Sex-set membership itself, however, is highly relevant to important matters of public concern, including those as basic and obvious as the data collection required to underpin medical-resource allocation.
We strongly believe, therefore, that whilst goverments should not be concerned with how people present themselves, healthcare concerns provide just one clear reason why the state must remain interested in, and objective about, matters of sex.
Accuracy and clarity is vital, here, and should be unobscured by personal impressions relating to sex-set stereotypes about matters such as as dress sense.
Q3 Do you believe that trans people should have access to single-sex services and spaces intended for the opposite sex, including refuges and prison wings?
We were concerned by your claim that: “Trans people can already use, and have always been able to use, services matching their gender, regardless of whether they have the certificate. Services such as Domestic Violence Refuges have always been able to exclude a trans person in certain circumstances, if it is proportionate and regardless of whether they have a GRC. This is covered by the Equalities Act”.
Again, this is complicated, and the legislation is not clear, but the grounds on which trans people can be excluded from single-sex spaces under the Equality Act are actually general and wide-ranging.
Activist groups, such as Stonewall, like to pretend this isn’t the case, and public bodies, such as the EHRC, which should know better, have issued misleading guidance (currently subject to legal challenge) that tries to limit this to “exceptional” or “limited” circumstances.
But do you really believe that, in 2010, parliament intended that the very wide protected characteristic of gender reassignment – “proposing to undergo, is undergoing or has undergone a process (or part of a process) for the purpose of reassigning the person’s sex by changing physiological or other attributes of sex” – generally entitled men in that position to use women’s changing rooms and refuges?
Rather, what is clear from the act, is that it was intended for people with this protected characteristic to be protected from discrimination (such as in the workplace), not that they were to be entitled to be treated as a member of the opposite sex.
Moreover, you claim that “we are the party that ensures people have the freedom to live their lives as they wish”. Now, this is a contestable and partial account of Conservative Party philosophy.

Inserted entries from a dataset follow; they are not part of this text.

PR #367, opened 2022-10-27
Peer Endorsement Breakout PR 3, Circulars backend

dakota002:
A class for reading data which does not require a user's sub, and another which allows for writing, but requires the sub.

### DIFF
--- a/app/routes/circulars/circulars.server.ts
+++ b/app/routes/circulars/circulars.server.ts
@@ -1,0 +1,212 @@
+/*!
+ * Copyright © 2022 United States Government as represented by the Administrator
+ * of the National Aeronautics and Space Administration. No copyright is claimed
+ * in the United States under Title 17, U.S. Code. All Other Rights Reserved.
+ *
+ * SPDX-License-Identifier: NASA-1.3
+ */
+
+import { tables } from '@architect/functions'
+import type { DynamoDBDocument } from '@aws-sdk/lib-dynamodb'
+import { dynamoDBAutoIncrement } from '~/lib/dynamoDBAutoIncrement'
+import { getUser } from '../__auth/user.server'
+
+export type CircularModel = {
+  circularId?: number
+  sub?: string
+  createdOn: number
+  subject: string
+  body: string
+  submitter: string
+}
+
+export class CircularsServer {
+  #sub?: string
+  #email?: string
+  #groups?: string[]
+  #name?: string
+  #affiliation?: string
+  #isLocal: boolean
+
+  private constructor(
+    isLocal: boolean,
+    sub?: string,
+    email?: string,
+    groups?: string[],
+    name?: string,
+    affiliation?: string
+  ) {
+    this.#affiliation = affiliation
+    this.#email = email
+    this.#groups = groups
+    this.#name = name
+    this.#sub = sub
+    this.#isLocal = isLocal
+  }
+
+  static async create(request: Request) {
+    const user = await getUser(request)
+    const isLocal = new URL(request.url).hostname == 'localhost'
+    return new this(
+      isLocal,
+      user?.sub,
+      user?.email,
+      user?.groups,
+      user?.name,
+      user?.affiliation
+    )
+  }
+
+  /**
+   * Gets all available circulars
+   * @param searchString - a string that will be checked against subjects,
+   * bodies, and authors of saved circulars. A blank value returns all.
+   * @returns an array of CircularModel objects
+   */
+  async getCirculars(searchString?: string) {
+    let result = await this.#scanCircularsTable(searchString)
+    let items: CircularModel[] = result.Items
+    while (result.LastEvaluatedKey) {
+      result = await this.#scanCircularsTable(
+        searchString,
+        result.LastEvaluatedKey
+      )
+      items = [...items, ...result.Items]
+    }
+    return items.sort((a, b) => (b.circularId ?? 0) - (a.circularId ?? 0))
+  }
+
+  async #scanCircularsTable(searchString?: string, lastEvaluatedKey?: any) {
+    const db = await tables()
+    const result = await db.gcn_circulars.scan({
+      ExclusiveStartKey: lastEvaluatedKey,
+      ExpressionAttributeValues: searchString
+        ? {
+            ':searchTerm': searchString,
+          }
+        : undefined,
+      FilterExpression: searchString
+        ? 'contains(subject, :searchTerm) OR contains(body, :searchTerm) OR contains(submitter, :searchTerm)'
+        : undefined,
+    })
+    return result
+  }
+
+  /**
+   * Get a specified Circular by Id.
+   *
+   * Throws an HTTP error if:
+   *  - the provided Id does not match any existing circulars
+   *
+   * @param id - the number Id (ex. 12345) of a specific Circular
+   * @returns a CircularModel object
+   */
+  async get(circularId: number): Promise<CircularModel> {
+    const db = await tables()
+    const result = await db.gcn_circulars.get({
+      circularId: circularId,
+    })
+    if (!result)
+      throw new Response('The requested circular does not exist', {
+        status: 404,
+      })
+    return result
+  }
+
+  /**
+   * Adds a new entry into the GCN Circulars table
+   *
+   * Throws an HTTP error if:
+   *  - The current user is not signed in, verified by the class's #sub and #groups properties
+   *  - The current user is not in the submitters group
+   *  - Body or Subject are blank
+   * @param body - main content of the Circular
+   * @param subject - the title/subject line of the Circular
+   */
+  async createNewCircular(body: string, subject: string) {
+    if (!this.#sub || !this.#groups)
+      throw new Response('User is not signed in', { status: 403 })
+    if (!this.#groups.includes('gcn.nasa.gov/circular-submitter'))
+      throw new Response('User is not in the submitters group', {
+        status: 403,
+      })
+    if (!body || !subject)
+      throw new Response('Subject and Body cannot be blank', { status: 400 })
+
+    const db = await tables()
+    const doc = db._doc as unknown as DynamoDBDocument
+
+    const tableName = db.name('gcn_circulars')
+    const indexTableName = db.name('auto_increment_metadata')
+
+    const submitter =
+      this.#name +
+      (this.#affiliation ? ` at ${this.#affiliation} ` : ' ') +
+      this.#email
+
+    await dynamoDBAutoIncrement({
+      doc,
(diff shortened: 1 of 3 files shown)


dakota002:
This PR should include some validation too, but I might want to reuse some of that which is being used in #364

app/routes/circulars/circulars.server.ts
```diff
@@ -0,0 +1,248 @@
...
+   * @param subject - the title/subject line of the Circular
+   * @param correctedCircularId - an optional parameter, the Id of an existing circular that this new one updates
+   */
+  async createNewCircular(
+    body: string,
+    subject: string,
+    correctedCircularId?: number
+  ) {
+    if (
+      !this.#groups.find((group) => group === 'gcn.nasa.gov/circular-submitter')
```
lpsinger, line 139:
```suggestion
      !this.#groups.includes('gcn.nasa.gov/circular-submitter')
```

app/routes/circulars/circulars.server.ts
```diff
@@ -0,0 +1,248 @@
...
+  /**
+   * Deletes the circular corresponding to the given circularId
+   *
+   * Throws an HTTP error if:
+   *  - The current user is not in the moderator group
+   * @param circularId - the ID of the circular to be deleted
+   */
+  async deleteCircular(circularId: number) {
+    if (
+      !this.#groups.find((group) => group === 'gcn.nasa.gov/circular-moderator')
```
lpsinger, line 239:
```suggestion
      !this.#groups.includes('gcn.nasa.gov/circular-moderator')
```

app/routes/circulars/circulars.server.ts
```diff
@@ -0,0 +1,248 @@
...
+
+export type CircularModel = {
+  circularId: number
+  sub: string
+  createdOn: number
+  subject: string
+  body: string
+  submitter?: string
+  linkedEvent?: string
+  correctedCircularId?: number
```
lpsinger, line 20: Remove these for now; they are for future enhancement.

app/routes/circulars/circulars.server.ts
```diff
@@ -0,0 +1,248 @@
...
+ *
+ * SPDX-License-Identifier: NASA-1.3
+ */
+
+import { tables } from '@architect/functions'
+import { getUser } from '../__auth/user.server'
+
+export type CircularModel = {
+  circularId: number
+  sub: string
```
lpsinger, line 14:
```suggestion
  sub?: string
```

because legacy users won't have Cognito accounts.

app/routes/circulars/circulars.server.ts
```diff
@@ -0,0 +1,248 @@
...
+  createdOn: number
+  subject: string
+  body: string
+  submitter?: string
```
lpsinger, line 18:
```suggestion
  submitter: string
```

This should never be null.

app/routes/circulars/circulars.server.ts
```diff
@@ -0,0 +1,248 @@
...
+  linkedEvent?: string
+  correctedCircularId?: number
+}
+
+export class PublicCircularsServer {
```
lpsinger, line 23: Why two classes?

app/routes/circulars/circulars.server.ts
```diff
@@ -0,0 +1,248 @@
...
+  /**
+   * Get a specified Circular by Id.
+   *
+   * Throws an HTTP error if:
+   *  - the provided Id does not match any existing circulars
+   *
+   * @param id - the number Id (ex. 12345) of a specific Circular
+   * @returns a CircularModel object
+   */
+  async getCircularById(circularId: number): Promise<CircularModel> {
```
lpsinger, line 72: How about just:

```suggestion
  async get(circularId: number): Promise<CircularModel> {
```

app/routes/circulars/circulars.server.ts
```diff
@@ -0,0 +1,248 @@
...
+    )
+      throw new Response('User is not in the submitters group', {
+        status: 403,
+      })
+    if (!body || !subject)
+      throw new Response('Subject and Body cannot be blank', { status: 400 })
+
+    const db = await tables()
+    const result = await db.gcn_circulars.scan({
+      FilterExpression: 'attribute_exists(circularId)',
```
lpsinger, line 149: How couldn't this attribute exist? It's the partition key.

app/routes/circulars/circulars.server.ts
```diff
@@ -0,0 +1,248 @@
...
+    })
+
+    let itemId =
+      (result.Items[0]
+        ? Math.max(...result.Items.map((x) => x['circularId']))
+        : 0) + 1
+    const submitter =
+      this.#name +
+      (this.#affiliation ? ` at ${this.#affiliation} ` : ' ') +
+      this.#email
```
lpsinger, line 160: This is a very expensive (as in both cycles and $'s) to get the next circular ID. Please follow the optimistic locking example in https://bitesizedserverless.com/bite/reliable-auto-increments-in-dynamodb/, which has the following essential features:

1. A special row in a table that stores the last assigned ID.
2. A query that retrieves that last assigned ID.
3. A transaction that attempts to increment the last assigned ID and put the new record.
4. A loop that retries steps 2 and 3 until the transaction succeeds.

lpsinger (changes requested):

app/routes/circulars/circulars.server.ts
dakota002: I like it, changing now

app/routes/user/index.tsx
```diff
@@ -23,7 +23,6 @@ export const handle = { breadcrumb: 'Profile', getSitemapEntries: () => null }
 export async function loader({ request }: DataFunctionArgs) {
   const user = await getUser(request)
   if (!user) throw new Response(null, { status: 403 })
```
dakota002, line 25:
```suggestion
  if (!user) throw new Response(null, { status: 403 })
  
```

app/routes/circulars/circulars.server.ts
```diff
@@ -0,0 +1,212 @@
...
+    let result = await this.#scanCircularsTable(searchString)
+    let items: CircularModel[] = result.Items
+    while (result.LastEvaluatedKey) {
+      result = await this.#scanCircularsTable(
+        searchString,
+        result.LastEvaluatedKey
+      )
+      items = [...items, ...result.Items]
+    }
+    return items.sort((a, b) => (b.circularId ?? 0) - (a.circularId ?? 0))
```
lpsinger, line 76: I don't think that circularID can be undefined, can it?

```suggestion
    return items.sort((a, b) => b.circularId - a.circularId)
```

lpsinger (changes requested):

app/routes/circulars/circulars.server.ts
```diff
@@ -0,0 +1,212 @@
...
+    this.#email = email
+    this.#groups = groups
+    this.#name = name
+    this.#sub = sub
+    this.#isLocal = isLocal
+  }
+
+  static async create(request: Request) {
+    const user = await getUser(request)
+    const isLocal = new URL(request.url).hostname == 'localhost'
```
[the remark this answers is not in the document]
dakota002: I see we use the process.env.ARC_ENV in sandboxOidcIdp.js file, would that work here as well? Would be be able to infer it from a testing environment, or does that not work for this case?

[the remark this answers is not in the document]
lpsinger: I use it from time to time. Best not to break it if we can help it. I don't see anything in ARC_ENV that would tell us if we are connected to the real DynamoDB; it has ports.tables set regardless of the value of ARC_ENV.

One option would be to look at the DynamoDB client's endpoint URL.

Have you tried asking about this on the Architect discord?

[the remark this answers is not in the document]
dakota002: Not yet, i've been reading through the architect docs to try to get a better idea of what is/isn't available already. I didn't see anything that explicitly states it either, but it did get me thinking that maybe it would make sense to just add a variable into our .env? 

I'll ask there shortly though, just to be safe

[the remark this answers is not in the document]
dakota002: From ryan on discord:

> Assuming this is a Lambda, you can use the ARC_SANDBOX env var to know whether you are in sandbox

I'll explore that option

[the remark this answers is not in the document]
dakota002: locally, that object looks like this

```
{
  apiType: 'http',
  cwd: 'C:\\Repos\\gcn.nasa.gov',
  ports: { http: 3333, tables: 5555, _arc: 2222 },
  staticPath: 'C:\\Repos\\gcn.nasa.gov\\public',
  version: '5.4.1',
  lambdaSrc: 'C:\\Repos\\gcn.nasa.gov\\server'
}
```

@lpsinger do you know if any of these fields are useful for us to use? I don't know what the values are on the hosted env, but I imagine we could use cwd?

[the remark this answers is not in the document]
lpsinger: Try this...

```ts
(await (db._db as unknown as DynamoDB).config.endpoint?.())?.hostname
```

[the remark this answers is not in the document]
dakota002: Nice, I updated it to use that

app/routes/circulars/circulars.server.ts
```diff
@@ -0,0 +1,214 @@
...
+    const db = await tables()
+    const doc = db._doc as unknown as DynamoDBDocument
+
+    const tableName = db.name('circulars')
+    const indexTableName = db.name('auto_increment_metadata')
+
+    const submitter = formatAuthor({
+      name: this.#name,
+      affiliation: this.#affiliation,
+      email: this.#email ?? '',
```
lpsinger, line 142: How can the email be undefined?

lpsinger (changes requested):

app/routes/circulars/circulars.server.ts
dakota002: In the case where the getter methods are only being used. If the user is not signed in, but just reading/searching for circulars

lpsinger: I don't understand. The purpose of this function is to put a new circular into the database. How would email be undefined?

lpsinger (changes requested):

app/routes/circulars/circulars.server.ts
dakota002: I just updated the check, been a little since I looked at the actual function. This should be resolved in the latest commit

lpsinger (approved):

PR #378, opened 2022-11-03
Hero update

dakota002:


lpsinger (changes requested):
I think that you forgot to update the image...
Screen Shot 2022-11-11 at 12 57 03

lpsinger:
What is the purpose of SectionWrapper?

dakota002:
> I think that you forgot to update the image... Screen Shot 2022-11-11 at 12 57 03

No, I definitely had it working before as I showed in the screenshots on the linked issue. Are you seeing console errors or anything that would suggest that there is something missing on your end?

As for the SectionWrapper, each page was originally a single section, this just allows it to be broken up so that the individual sections can be distinct, and so we can have more granular control over space, like if we want to make more use of side margins elsewhere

But, putting that aside, aren’t you concerned by the idea of the Government violating women’s rights to organise themselves, and to consent to whom it is they share private spaces with? Or the ability of businesses and charities to provide services that respect and protect women’s interests and preferences?
Q4 Do you believe that doctors should be allowed to perform non-reversible medical interventions on under-16s, in order to help them physicalise their gender expression?
We believe that adults should be free to seek medical intervention to make their bodies resemble the opposite sex. We also believe, however, that there’s no justification for prescribing puberty blockers (which the NHS no longer states to be reversible) or hormome therapies to children.
Indeed, it’s clear that these interventions are, like FGM, a form of child abuse, and we are keen to share with you our full findings on this topic as a matter of urgency.
Q5 Do you believe in free debate about these matters?
We hope you’ll agree that our questions are neither inherently hateful nor phobic. We certainly agree with you that improving mental health services for trans people is important, and that fighting against hateful prejudice of all kinds is both good and necessary.
We hope you agree with us, however, that people should be able to discuss their views openly about these matters, and that the serious professional consequences and personal abuse that too many – from JK Rowling, downwards – have faced for doing so, are worrying and wrong.